Serrano also admitted to Detective Toone that he orally copulated M.R. once, on the Friday before the interview (which was also the day before the November 11, 2017 party). He described the incident as follows: "I performed oral sex on her. Uh, she let me--she would always let me take it off. She would never resist or anything. She was always available. And that day, I wanted to go up to her breasts or to her neck and give her a kiss on the mouth. No, she didn't want to. She just wanted me to be there."
Serrano told Detective Toone that he never threatened M.R., and he told her that she could talk to the police about the incidents. He believed that he and M.R. were both at "fault" but he was "the only guilty one here" because of his age. He added, "But if justice were fair, uh, we would both be at fault." He told Detective Toone that he knew he deserved punishment for what he did to M.R.

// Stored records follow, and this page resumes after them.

Issue #814, opened 2020-07-21
nginx test is flaky


CecileRobertMichon:
/kind bug

**What steps did you take and what happened:**
[A clear and concise description of what the bug is.]

Seeing:

```
Timed out after 300.000s.
Deployment default/ingress-nginx failed to get status.Available = True condition
Expected
    <bool>: false
to be true
```

pretty regularly in PR e2e. Related to #807.

**Anything else you would like to add:**
[Miscellaneous information that will assist in solving the issue.]

**Environment:**

- cluster-api-provider-azure version: 
- Kubernetes version: (use `kubectl version`): 
- OS (e.g. from `/etc/os-release`):

Issue #807, opened 2020-07-20
[e2e] e2e tests should print more debug output


CecileRobertMichon:
We should add debug/logs output to capz e2e tests so it's easier to diagnose why a test failed when it does. For example, the azure LB spec should describe the nginx deployment if it fails to become available.

https://github.com/kubernetes-sigs/cluster-api-provider-azure/pull/806#issuecomment-661130287

/help

PR #860, opened 2020-08-04
💚 add debug output for e2e service and job failures

mboersma:
**What this PR does / why we need it**:

Prints a JSON dump of the service or job that failed a `WaitFor` func in e2e tests. If this seems like a reasonable approach, I'll follow with:
- a similar change to `WaitForDeploymentsAvailable` in CAPI
- printing relevant k8s events from the `DescribeFailedX` funcs

**Which issue(s) this PR fixes**:

Refs #807

**Special notes for your reviewer**:

**TODOs**:

- [x] squashed commits
- [ ] includes documentation
- [ ] adds unit tests

**Release note**:

```release-note
💚 add debug output for e2e service and job failures
```

PR #878, opened 2020-08-13
💚 log failed e2e resources and related events

mboersma:

Logs failed deployments (or jobs or services) and related events in the load balancer e2e test, hopefully to shine a light on some failures we've seen in CI.

Refs #807
Refs #814

This copies some code from CAPI e2e helpers temporarily, rather than vendor in CAPI at an arbitrary commit.

**TODOs**:

- [ ] squashed commits
- [ ] includes documentation
- [ ] adds unit tests

**Release note**:

```release-note
 🌱 [e2e] log failed deployments and increase HTTP retries in LB test
```

### DIFF
--- a/test/e2e/azure_lb.go
+++ b/test/e2e/azure_lb.go
@@ -105,11 +105,12 @@ func AzureLBSpec(ctx context.Context, inputGetter func() AzureLBSpecInput) {
 	}
 	_, err := deploymentsClient.Create(deployment)
 	Expect(err).NotTo(HaveOccurred())
-	deployInput := framework.WaitForDeploymentsAvailableInput{
+	deployInput := WaitForDeploymentsAvailableInput{
 		Getter:     deploymentsClientAdapter{client: deploymentsClient},
 		Deployment: deployment,
+		Clientset:  clientset,
 	}
-	framework.WaitForDeploymentsAvailable(context.TODO(), deployInput, e2eConfig.GetIntervals(specName, "wait-deployment")...)
+	WaitForDeploymentsAvailable(context.TODO(), deployInput, e2eConfig.GetIntervals(specName, "wait-deployment")...)
 
 	By("creating an internal Load Balancer service")
 	servicesClient := clientset.CoreV1().Services(corev1.NamespaceDefault)
@@ -143,8 +144,9 @@ func AzureLBSpec(ctx context.Context, inputGetter func() AzureLBSpecInput) {
 	_, err = servicesClient.Create(ilbService)
 	Expect(err).NotTo(HaveOccurred())
 	ilbSvcInput := WaitForServiceAvailableInput{
-		Getter:  servicesClientAdapter{client: servicesClient},
-		Service: ilbService,
+		Getter:    servicesClientAdapter{client: servicesClient},
+		Service:   ilbService,
+		Clientset: clientset,
 	}
 	WaitForServiceAvailable(context.TODO(), ilbSvcInput, e2eConfig.GetIntervals(specName, "wait-service")...)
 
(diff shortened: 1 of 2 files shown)


test/e2e/azure_lb.go
```diff
@@ -266,11 +266,13 @@ func AzureLBSpec(ctx context.Context, inputGetter func() AzureLBSpecInput) {
...
 	url := fmt.Sprintf("http://%s", elbIP)
-	resp, err := retryablehttp.Get(url)
+	client := retryablehttp.NewClient()
+	client.RetryMax = 8 // backoff 1,2,4,8... 2 ** 7 = 128 seconds of waiting
+	resp, err := client.Get(url)
 	if resp != nil {
 		defer resp.Body.Close()
 	}
-	Expect(err).NotTo(HaveOccurred())
+	Expect(err).NotTo(HaveOccurred(), func() string { return DescribeFailedDeployment(deployInput, deployment) })
```
mboersma, line 275: Maybe this should call `DescribeFailedService` instead, after #860 merges.

CecileRobertMichon:
/lgtm
/approve
/hold

Is the same change available in CAPI v0.3.9? If so that should be out in the next couple of days

nader-ziada:
> Is the same change available in CAPI v0.3.9? If so that should be out in the next couple of days

CAPI only has the Deployments helper, but this includes also the Service and Job helpers

mboersma:
> CAPI only has the Deployments helper, but this includes also the Service and Job helpers

And this change to the Deployments helper isn't in CAPI (yet). I can PR that change against CAPI first if we'd prefer, because this does diverge a fair amount.

nader-ziada:
> > CAPI only has the Deployments helper, but this includes also the Service and Job helpers
> 
> And this change to the Deployments helper isn't in CAPI (yet). I can PR that change against CAPI first if we'd prefer, because this does diverge a fair amount.

I'm okay with diverging and not waiting now that the CAPI release is out, but lets see what @CecileRobertMichon thinks

CecileRobertMichon:
Now that #918 is open, let's just clean this up to include anything that's not in v0.3.9

mboersma:
/retest

It has failed to provision all 3 control-plane nodes twice now. Boo!

mboersma:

Regarding the incident with Leah, Serrano told Detective Toone he was drunk at the party, and he hugged a girl he thought was M.R., but it was Leah. He did not recall grinding his pelvis into the girl's buttocks.
IV. Verdicts
The jury found Serrano guilty of continuous sexual abuse of a child under 14 years of age (Pen. Code, § 288.5, subd. (a); count 3); six counts of lewd act upon a child under 14 years of age (Pen. Code, § 288, subd. (a); counts 1, 2, 4, 6, 8 & 10); one count of lewd act upon a child who is 14 years of age by a person at least 10 years older (Pen. Code, § 288, subd. (c)(1); count 12); four counts of sexual penetration by a foreign object upon a child under 14 years of age by force or duress (Pen. Code, § 289, subd. (a)(1)(B); counts 5, 7, 9 & 11); one count of sexual penetration by a foreign object upon a child 14 years of age or older by force or duress (Pen. Code, § 289, subd. (a)(1)(C); count 13); and one count of oral copulation upon a child 14 years of age or older by force or duress (former Pen. Code, § 288a, subd. (c)(2)(C); count 15). The jury found Serrano not guilty of oral copulation upon a child under 14 years of age by force or duress. (Former Pen. Code, § 288a, subd. (c)(2)(B); count 14.)

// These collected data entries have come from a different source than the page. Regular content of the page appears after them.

PR #879, opened 2020-08-13
💎 simplify credential instantiation

alexeldeib:
minor cleanup, should be a no-op

**TODOs**:

- [ ] squashed commits
- [ ] includes documentation
- [ ] adds unit tests

**Release note**:

```release-note
Remove public constants used to index Azure environment names, relying on the existing logic in github.com/Azure/go-autorest.
```

### DIFF
--- a/cloud/scope/clients.go
+++ b/cloud/scope/clients.go
@@ -17,60 +17,44 @@ limitations under the License.
 package scope
 
 import (
-	"fmt"
 	"strings"
 
 	"github.com/Azure/go-autorest/autorest"
-	"github.com/Azure/go-autorest/autorest/azure"
 	"github.com/Azure/go-autorest/autorest/azure/auth"
-)
-
-const (
-	// ChinaCloud is the cloud environment operated in China
-	ChinaCloud = "AzureChinaCloud"
-	// GermanCloud is the cloud environment operated in Germany
-	GermanCloud = "AzureGermanCloud"
-	// PublicCloud is the default public Azure cloud environment
-	PublicCloud = "AzurePublicCloud"
-	// USGovernmentCloud is the cloud environment for the US Government
-	USGovernmentCloud = "AzureUSGovernmentCloud"
 )
 
 // AzureClients contains all the Azure clients used by the scopes.
 type AzureClients struct {
-	Authorizer                 autorest.Authorizer
-	environment                string
+	Authorizer autorest.Authorizer
+	auth.EnvironmentSettings
 	ResourceManagerEndpoint    string
 	ResourceManagerVMDNSSuffix string
-	subscriptionID             string
-	tenantID                   string
-	clientID                   string
-	clientSecret               string
 }
 
 // CloudEnvironment returns the Azure environment the controller runs in.
 func (c *AzureClients) CloudEnvironment() string {
-	return c.environment
-}
-
-// SubscriptionID returns the Azure subscription id from the controller environment
-func (c *AzureClients) SubscriptionID() string {
-	return c.subscriptionID
+	return c.Environment.Name
 }
 
 // TenantID returns the Azure tenant id the controller runs in.
 func (c *AzureClients) TenantID() string {
-	return c.tenantID
+	return c.Values[auth.TenantID]
 }
 
 // ClientID returns the Azure client id from the controller environment
 func (c *AzureClients) ClientID() string {
-	return c.clientID
+	return c.Values[auth.ClientID]
 }
 
 // ClientSecret returns the Azure client secret from the controller environment
 func (c *AzureClients) ClientSecret() string {
-	return c.clientSecret
+	return c.Values[auth.ClientSecret]
+}
+
+// SubscriptionID returns the Azure subscription id of the cluster,
+// either specified or from the environment
+func (c *AzureClients) SubscriptionID() string {
+	return c.Values[auth.SubscriptionID]
 }
 
 func (c *AzureClients) setCredentials(subscriptionID string) error {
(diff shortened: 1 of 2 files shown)


cloud/scope/clients.go
```diff
@@ -79,46 +63,14 @@ func (c *AzureClients) setCredentials(subscriptionID string) error {
...
-	if c.environment == "" {
-		c.environment = azure.PublicCloud.Name
-	}
-
+	c.EnvironmentSettings = settings
 	c.ResourceManagerEndpoint = settings.Environment.ResourceManagerEndpoint
-	c.ResourceManagerVMDNSSuffix = GetAzureDNSZoneForEnvironment(settings.Environment.Name)
-	settings.Values[auth.SubscriptionID] = subscriptionID
-	settings.Values[auth.TenantID] = c.tenantID
+	c.ResourceManagerVMDNSSuffix = settings.Environment.ResourceManagerVMDNSSuffix
```
CecileRobertMichon, line 68: is there a unit test that can be added to make sure that the values get set properly with other clouds? unfortunately we don't have e2e testing in sovereign clouds yet so a unit test can help make sure this doesn't cause any regressions for other clouds

cloud/scope/clients.go
```diff
@@ -79,46 +63,14 @@ func (c *AzureClients) setCredentials(subscriptionID string) error {
...
+	c.Values[auth.ClientID] = strings.TrimSuffix(c.Values[auth.ClientID], "\n")
+	c.Values[auth.ClientSecret] = strings.TrimSuffix(c.Values[auth.ClientSecret], "\n")
+	c.Values[auth.SubscriptionID] = strings.TrimSuffix(subscriptionID, "\n")
+	c.Values[auth.TenantID] = strings.TrimSuffix(c.Values[auth.TenantID], "\n")
 
-	c.Authorizer, err = settings.GetAuthorizer()
+	c.Authorizer, err = c.GetAuthorizer()
```
CecileRobertMichon, line 74: How come we can't use `NewAuthorizerFromEnvironment()` directly?

devigned: We could, but by not using `NewAuthorizerFromEnvironment` we have more control over how we build the Authorizer.

cloud/scope/clients.go
alexeldeib: @CecileRobertMichon isn't this already that test? https://github.com/kubernetes-sigs/cluster-api-provider-azure/blob/master/cloud/scope/clients_test.go#L36

CecileRobertMichon: indeed 💯

CecileRobertMichon:
For the record:

```
 Incompatible changes:
  - AzureClients: old is comparable, new is not
  - ChinaCloud: removed
  - ClusterScope: old is comparable, new is not
  - ClusterScopeParams: old is comparable, new is not
  - GermanCloud: removed
  - GetAzureDNSZoneForEnvironment: removed
  - ManagedControlPlaneScope: old is comparable, new is not
  - ManagedControlPlaneScopeParams: old is comparable, new is not
  - PublicCloud: removed
  - USGovernmentCloud: removed
  Compatible changes:
  - AzureClients.Environment: added
  - AzureClients.EnvironmentSettings: added
  - AzureClients.Values: added
  - ClusterScope.Environment: added
  - ClusterScope.EnvironmentSettings: added
  - ClusterScope.Values: added
  - ClusterScopeParams.Environment: added
  - ClusterScopeParams.EnvironmentSettings: added
  - ClusterScopeParams.Values: added
  - EnvironmentSettings.GetAuthorizer: added
  - EnvironmentSettings.GetClientCertificate: added
  - EnvironmentSettings.GetClientCredentials: added
  - EnvironmentSettings.GetDeviceFlow: added
  - EnvironmentSettings.GetMSI: added
  - EnvironmentSettings.GetSubscriptionID: added
  - EnvironmentSettings.GetUsernamePassword: added
  - ManagedControlPlaneScope.Environment: added
  - ManagedControlPlaneScope.EnvironmentSettings: added
  - ManagedControlPlaneScope.Values: added
  - ManagedControlPlaneScopeParams.Environment: added
  - ManagedControlPlaneScopeParams.EnvironmentSettings: added
  - ManagedControlPlaneScopeParams.Values: added
```

@alexeldeib Even if this is minor, let's add a release note since this does remove/change public functions and constants

cloud/scope/clients.go
```diff
@@ -17,60 +17,44 @@ limitations under the License.
...
 
 // ClientSecret returns the Azure client secret from the controller environment
 func (c *AzureClients) ClientSecret() string {
-	return c.clientSecret
+	return c.Values[auth.ClientSecret]
+}
+
+// SubscriptionID returns the Azure subscription id of the cluster,
+// either specified or from the environment
+func (c *AzureClients) SubscriptionID() string {
```
CecileRobertMichon, line 56: Can/should we also remove the SubscriptionID() getter in cluster.go https://github.com/kubernetes-sigs/cluster-api-provider-azure/pull/879/files#diff-7c0af1847b5ee759aadb398ac16c4d36L92-L93 ?

cloud/scope/cluster.go
```diff
@@ -57,7 +59,18 @@ func NewClusterScope(params ClusterScopeParams) (*ClusterScope, error) {
...
+		subID = params.AzureCluster.Spec.SubscriptionID
+	} else {
+		subID = os.Getenv(auth.SubscriptionID)
+	}
+
+	if subID == "" {
+		return nil, fmt.Errorf("error creating azure services. subscriptionID is not set in cluster or AZURE_SUBSCRIPTION_ID env var")
+	}
+
+	err := params.AzureClients.setCredentials(subID)
```
CecileRobertMichon, line 73: not sure I 100% like this better than before, to me it makes sense to do `params.AzureClients.setCredentials(params.AzureCluster.Spec.SubscriptionID)` and override the env value with that string if it's not empty in the setCredentials function 🤔

cloud/scope/clients.go
alexeldeib: I think we specifically need that one so we can use the SubscriptionAuthorizer interface, but it should just pass through to the AzureClients (we can't let it use the embedded interface because we already have two methods embedded with that name, from AzureClients and ClusterDescriber, so it's ambigous without explicitly overriding).

cloud/scope/cluster.go
alexeldeib: yeah i'll switch this back

cloud/scope/clients.go
alexeldeib: Well, we don't need it here I guess 🙂 since cluster describer doesn't exist yet

CecileRobertMichon:
different error...

/retest

CecileRobertMichon (approved):
/lgtm
/approve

Effective January 1, 2019, Penal Code section 288a was recodified at section 287.
We set forth below the terms of Serrano's sentence, in addressing the claim of sentencing error.
At trial, Serrano's counsel conceded that Serrano committed continuous sexual abuse of a child and the lewd act counts. Serrano disputed the counts that required proof of force or duress (counts 5, 7, 9, 11, 13, 14, and 15).
DISCUSSION
I. Sufficiency of the Evidence of Duress on Counts 7, 9, 11, 13, and 15
Serrano contends there was insufficient evidence of force or duress presented at trial to support his convictions on counts 7, 9, and 11 for sexual penetration upon a child under 14 years of age (Pen. Code, § 289, subd. (a)(1)(B)); on count 13 for sexual penetration upon a child 14 years of age or older (Pen. Code, § 289, subd. (a)(1)(C)); and on count 15 for oral copulation upon a child 14 years of age or older (former Pen. Code, § 288a, subd. (c)(2)(C)). An element of each of these offenses is that "the act is accomplished against the victim's will by means of force, violence, duress, menace, or fear of immediate and unlawful bodily injury on the victim or another person." (Pen. Code, §§ 289, subd. (a)(1)(B)-(C) & former 288a, subd. (c)(2)(C).)
Serrano does not challenge the sufficiency of the evidence on count 5, which corresponds with M.R.'s testimony regarding the first time Serrano sexually penetrated her with his finger while he held down her legs.
As the trial court instructed the jury in this case, "Duress means a direct or implied threat of force, violence, danger, hardship, or retribution that causes a reasonable person to do or submit to something that he or she would not otherwise do or submit to. When deciding whether the act was accomplished by duress, consider all the circumstances, including the age of the other person and her relationship to the defendant." (CALCRIM Nos. 1015, 1045.)
"The totality of the circumstances includes the victim's age, her relationship to the perpetrator, threats to harm the victim, physically controlling the victim when the victim attempts to resist, warnings to the victim that revealing the molestation would result in jeopardizing the family, and the relative physical vulnerability of the child. [Citations.] The fact that the victim testifies the defendant did not use force or threats does not preclude a finding of duress. [Citation] When the victim is young and is molested by her father in the family home, duress will be present in all but the rarest cases." (People v. Thomas (2017) 15 Cal.App.5th 1063, 1072-1073.)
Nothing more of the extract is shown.